+++ DATA UNDER STUDY
PR #577, opened 2023-08-01
Introducing a LockFactory with a configurable "fatal panic handler" callback

jakrawcz-rdx:
This is a successor of https://github.com/radixdlt/babylon-node/pull/563 (spinning off at an intermediate commit https://github.com/radixdlt/babylon-node/pull/563/commits/1e87af09c733fdb1d9fbc635ed353262f0151da2, after making a decision on the approach at https://github.com/radixdlt/babylon-node/pull/563#issuecomment-1657849799).

A "fatal panic" is a panic during which some write lock is held. We cannot allow e.g. tokio to catch such panic and recycle the thread (i.e. recover), since the state protected by the lock may already be inconsistent (i.e. aborted in the middle of some operation). I tried to capture this explanation in rustdocs and comments too.

The configurable callback allows us to:
- invoke a graceful shutdown in production
- call programmatic `shutdownNode()` variants in "integration" tests (which spin-up independent in-process Node instances)
- do nothing in unit tests (which will fail due to a `RustPanicException` propagated through JNI for any panic [not only a fatal panic, BTW])


jakrawcz-rdx:
Some "features" coming from this PR:

A **simulation** test report for "failure because of fatal panic":
image
_(valid failure, no process killed, java stack gives panic message)_

A **unit** test report for "failure because of any panic":
image
_(valid failure, no process killed, java stack gives panic message -  but this is unchanged, worked before this PR)_

A **Run Single Validator** logs on "failure because of fatal panic in Core API handler":
```
# 2023-08-01T23:02:24,002 [INFO/EventLoggerModule/BFT no...64vp9cx0t] (EventLoggerModule.java:166) - bft_nxtrnd{epoch=192 round=233 leader=no...64vp9cx0t nextLeader=no...64vp9cx0t}
thread 'tokio-runtime-worker' panicked at 'whoooooooooops!', core-api-server/src/core_api/handlers/mempool_list.rs:11:9
stack backtrace:
   0: rust_begin_unwind
             at /rustc/8ede3aae28fe6e4d52b38157d7bfe0d3bceef225/library/std/src/panicking.rs:593:5
   1: core::panicking::panic_fmt
             at /rustc/8ede3aae28fe6e4d52b38157d7bfe0d3bceef225/library/core/src/panicking.rs:67:14
             at /Users/jakrawcz/repo1/babylon-node/core-rust/core-api-server/src/core_api/handlers/mempool_list.rs:11:9
   ... // snipped
 147: tokio::runtime::blocking::pool::Spawner::spawn_thread::{{closure}}
note: Some details are omitted, run with `RUST_BACKTRACE=full` for a verbose backtrace.
2023-08-01T21:02:24.737464Z ERROR node_common::locks: a write guard of mempool was dropped while panicking; stopping
# 2023-08-01T23:02:24,738 [INFO/AsynchronousSystem/Thread-8] (AsynchronousSystem.java:81) - Starting a thread for asynchronous System.exit(-1)
2023-08-01T21:02:24.738523Z  WARN jni::wrapper::objects::global_ref: Dropping a GlobalRef in a detached thread. Fix your code if this message appears frequently (see the GlobalRef docs).    
# 2023-08-01T23:02:24,738 [INFO/AsynchronousSystem/Asynchronous-Exit] (AsynchronousSystem.java:86) - Invoking a System.exit(-1)
2023-08-01T21:02:24.738687Z  WARN core_api_server::core_api::server: path="/core/mempool/list" error=BasicErrorResponse { code: 500, message: "Unexpected server error", trace_id: None }
Node 833d72:03fff9 is shutting down...
```
(aaaaand the client gets `HTTP 500`, which is probably better than "connection closed")

jakrawcz-rdx:
One more thing:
++++++
● PROBLEM TO SOLVE
Across the entries above, count the lines with the word "process" and report that count by itself.

● ANSWER SECTION
3